The next step is to deposit the collected genome sequences and the accompanying data into approved international databases that can continue to protect those interests. But researchers regularly report being unable to deposit their data quickly, citing privacy and consent concerns, or agreements with companies that have contributed data. Technological limitations mean that the process of depositing data can also be extremely time-consuming. Scientists are producing increasing volumes of ever more complex data — and this is overwhelming under-resourced repositories.

Finally, researchers struggle to track down data that should be available as soon as the accompanying research is published. And even after locating the data, they can find it hard to access them.

Diversity deficit

In the years since the Human Genome Project published its first draft sequence, researchers have recognized that genome databases over-represent DNA from people of European descent who live in high-income nations.

Truly global databases and repositories need data that properly represent humanity’s vast genetic diversity. That this has not been achieved in two decades is a reminder of science’s history of mistreatment and neglect, particularly of African people and Indigenous populations. Many people from these communities are understandably wary of participating in research that they regard as having little chance of benefiting them, and even some chance of causing harm. For example, when diseases are associated with a particular population, it can result in stigma and discrimination.

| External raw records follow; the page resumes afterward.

Issue #45, opened 2015-10-19
WPS netcdfgenerator limits


jkburges:
Currently, the `NetcdfOutputProcess` requires a cql filter to be provided in the request.  Conversely, the portal enforces no such behaviour, meaning that it's possible for a user to request a "Download Later" download which will error.

There are two options:

1. Make the cql filter optional on the backend
1. Enforce that a collection is subsetted in the portal before requesting to "Download Later"

Note: even if no filter is provided, the WPS time execution limit will protect against too large requests.

jkburges:
@pblain thoughts?  I think this needs to be resolved before WPS is released in portal, as it's pretty easy for users to submit something that will fail as it stands currently.

danfruehauf:
Regarding the row limit, let the WPS time execution limit take care of that - and it already does.

jkburges:
Oh ok, I forgot about that.  So, people agree that the best option is (1) from above?

danfruehauf:
I give option (1) a :+1: - more generic.

pblain:
@jkburges, yes option 1 is my preference. Seems simpler and I don't see a downside.

PR #48, opened 2015-10-19
CQL filter is now optional

jkburges:
Fixes https://github.com/aodn/geoserver-build/issues/45
It was previously quite easy for the portal to construct invalid WPS netcdf requests.

### DIFF
--- a/src/extension/ncdfgenerator/src/main/java/au/org/emii/ncdfgenerator/Main.java
+++ b/src/extension/ncdfgenerator/src/main/java/au/org/emii/ncdfgenerator/Main.java
@@ -25,7 +25,7 @@ public class Main {
         options.addOption("d", "db", true, "Database connection string.");
         options.addOption("D", "driver", true, "Database driver class.");
         options.addOption("s", "schema", true, "Database schema to use.");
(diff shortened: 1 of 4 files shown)


danfruehauf:
So looks good, perhaps also modify the command line interface to allow an empty filter:
https://github.com/aodn/geoserver-build/blob/master/src/extension/ncdfgenerator/src/main/java/au/org/emii/ncdfgenerator/Main.java

jkburges:
> modify the command line interface to allow an empty filter

Good pickup - done.

A couple of notes:

* there's a bit of duplication between https://github.com/aodn/geoserver-build/blob/master/src/extension/ncdfgenerator/src/main/java/au/org/emii/ncdfgenerator/Main.java and https://github.com/aodn/geoserver-build/blob/master/src/extension/ncdfgenerator/src/main/java/au/org/emii/wps/NetcdfOutputProcess.java - might be nice to factor that out at some stage
* noticed https://github.com/aodn/geoserver-build/issues/49 while testing this PR - but I *think* it's unrelated to this actual PR, except for the fact that this PR exposes the problem.

danfruehauf:
@jkburges Now that we're on the correct development branch, we can easily fix them ;)

PR #55, opened 2015-10-21
Parse styles from get capabilities XML

danfruehauf:


danfruehauf:
@pmbohm I was thinking more along these lines. This is significantly less code.

src/extension/ncwms/src/main/java/au/org/emii/geoserver/wms/Ncwms.java
```diff
@@ -114,45 +113,39 @@ private String encodeMapForRequest(Map<String, String[]> params) {
...
-            add("linevec");
-            add("vector");
-            add("boxfill");
-        }};
-
-        List<String> styles = new ArrayList<String>();
-        styles.addAll(stylesSet);
-
-        return styles;
+        Set<String> styles = new HashSet<String>();
```
pmbohm: Using HashSet means you never need to use the `uniqify` function above.
Nice!

danfruehauf: Ah yes, committed `uniqify` by accident, it should be out...

PR #56, opened 2015-10-26
Remove unused netcdf generation profiles

jkburges:
These now live in "geoserver-config" repo, e.g.:

  https://github.com/aodn/geoserver-config/blob/master/workspaces/imos/JNDI_anmn_ts/anmn_ts_timeseries_data/netcdf.xml

Pretty sure that these XML files are unused.  In any case, the anmn_ts one seems to be out of date.

It *may* be the case that the soop_sst one needs to be migrated to the geoserver-config repo, in which case, get it from [src/extension/ncdfgenerator/src/test/resources](src/extension/ncdfgenerator/src/test/resources)


danfruehauf:
Is it breaking the examples in the README?

jkburges:
> Is it breaking the examples in the README?

No, because the profiles are taken from [src/extension/ncdfgenerator/src/test/resources](src/extension/ncdfgenerator/src/test/resources).

Note I did 27a079b while I was testing this.  I think this is better, in particular, putting sensitive parameters in env vars - easier to set up for devs plus less chance of accidentally leaking (who would do that?)

jkburges:
Note: looks like [http://repo.boundlessgeo.com/main/](http://repo.boundlessgeo.com/main/) is dead - hence the travis errors.

PR #57, opened 2015-10-26
Geotools cql

jkburges:


jkburges:
Travis fails for same reason as https://github.com/aodn/geoserver-build/pull/56#issuecomment-151025120

jonescc:
I'll review

src/extension/ncdfgenerator/src/main/java/au/org/emii/ncdfgenerator/Main.java
```diff
@@ -100,7 +117,7 @@ public static void main(String[] args) {
             encoderBuilder.setTmpCreationDir(tmpDir)
                     .setDefinition(definition)
                     .setFilterExpr(cql)
-                    .setConnection(conn)
```
jonescc: Should we get rid of references to connection elsewhere?

src/extension/ncdfgenerator/src/main/java/au/org/emii/ncdfgenerator/Main.java
```diff
@@ -88,7 +92,20 @@ public static void main(String[] args) {
...
         }
 
+        JDBCDataStore dataStore = null;
+
         try {
+            Map<String, Object> dsParams = new HashMap<String, Object>();
+            dsParams.put("dbtype", "postgis");
+            dsParams.put("host", "dbprod.emii.org.au");
+            dsParams.put("port", 5432);
+            dsParams.put("database", "harvest?loginTimeout=1000&ssl=true&sslfactory=org.postgresql.ssl.NonValidatingFactory");
```
jonescc: Should we have these values here hard coded - the existing code for connection takes command line parameters

src/extension/ncdfgenerator/src/main/java/au/org/emii/ncdfgenerator/FeatureTypeFactory.java
```diff
@@ -0,0 +1,110 @@
...
+import org.geotools.jdbc.JDBCDataStore;
+import org.opengis.feature.type.*;
+import org.geotools.data.simple.SimpleFeatureIterator;
+import org.opengis.feature.simple.SimpleFeature;
+import org.opengis.referencing.crs.CoordinateReferenceSystem;
+
+import com.vividsolutions.jts.geom.Geometry;
+
+public class FeatureTypeFactory {
+    // Lifted from: https://github.com/geoserver/geoserver/blob/master/src/web/core/src/main/java/org/geoserver/web/data/layer/SQLViewAbstractPage.java#L404
```
jonescc: Is it worth extracting the code lifted from here into its own method - its currently just a part of the method below

src/extension/ncdfgenerator/src/main/java/au/org/emii/ncdfgenerator/Main.java
jkburges: Yeah, good spot, I've got a bit of cleaning up to do in here that I missed.

jkburges: Done: 8afe8d2

src/extension/ncdfgenerator/src/main/java/au/org/emii/ncdfgenerator/Main.java
jkburges: Oops, I'll fix that :smile:

jonescc:
Love all the deleted code. 

Pity we have to include the schema name in the sql - makes it difficult to change where data is stored.  Worth revisiting if we get time?

src/extension/ncdfgenerator/src/main/java/au/org/emii/ncdfgenerator/FeatureTypeFactory.java
jkburges: I'm not quite sure I understand what you mean here.  I think it'd be worth perhaps making the currently private geoserver code public, so that we don't have to duplicate it here, if that's what you mean?

That'll require a geoserver PR though - I don't mind attempting that, but I don't want to depend on it here (as it'll take a while no doubt).

jkburges:
> Pity we have to include the schema name in the sql - makes it difficult to change where data is stored. Worth revisiting if we get time?

Yes, it's a pity.  I'm sure it's fixable but it's going to take some digging in the geoserver code I think.

src/extension/ncdfgenerator/src/main/java/au/org/emii/ncdfgenerator/FeatureTypeFactory.java
jonescc: What I was thinking was separating out the code you have added from what you have lifted to make it clearer what was lifted (see example below).  Not sure you would just make this a public method in GeoServer - the common bits would probably need to be factored out.   Its not a biggie - just a thought I had when trying to reconcile your changes with the geoserver code - I had to work out what you had lifted and what you had added.

    public static SimpleFeatureType guessFeatureType(JDBCDataStore store, String virtualTableDef, boolean guessGeometrySrid) throws IOException {

        String vtName = "vt";

        try {
            return guessFeatureType(store, vtName, guessGeometrySrid);
       }
       finally {
           store.dropVirtualTable(vtName);
       }
    }

   
   // Lifted from: https://github.com/geoserver/geoserver/blob/master/src/web/core/src/main/java/org/geoserver/web/data/layer/SQLViewAbstractPage.java#L404
    public static SimpleFeatureType guessFeatureType(JDBCDataStore store, String vtName, boolean guessGeometrySrid) throws IOException {
        SimpleFeatureType base = store.getSchema(vtName);
        List<String> geometries = new ArrayList<String>();
        ...

jkburges: Ah ok I see.  Yeah I had thought that too actually but I was too lazy to change what I had working!  But I will, because it's a good idea!

jkburges: 9f757a8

A committee of researchers convened by the African Academy of Sciences is urging international funders to take more account of the needs and wishes of those who contribute their data to genomics. That includes informed-consent agreements that are better tailored to specific research purposes, instead of the broad consent that is often requested. Ultimately, the best way forward is for this research to be performed by teams with people from many communities, all with an equal share in the process and an equal stake in the outcomes.

At this milestone anniversary, the genomics community — including funders, journals, researchers and participants from around the world — needs to recommit to open data sharing. At the same time, researchers must work in closer partnership with participants — devoting more time to engaging, building trust, listening and acting on concerns. This must be seen as a necessary part of genomics research, and will be key to its future.

Commitments are also needed to improve the standards for data repositories. The repositories must be made more accessible and less onerous to contribute to. Moreover, their governance needs to better reflect diverse perspectives, not only of the global genomics research community, but also of those whose data are being accessed.

As has been seen repeatedly during the pandemic, rapid data sharing can provide massive benefits to science and, through science, to all of society. It’s time to shore up that foundation and improve sharing practices — but always with equity and respect.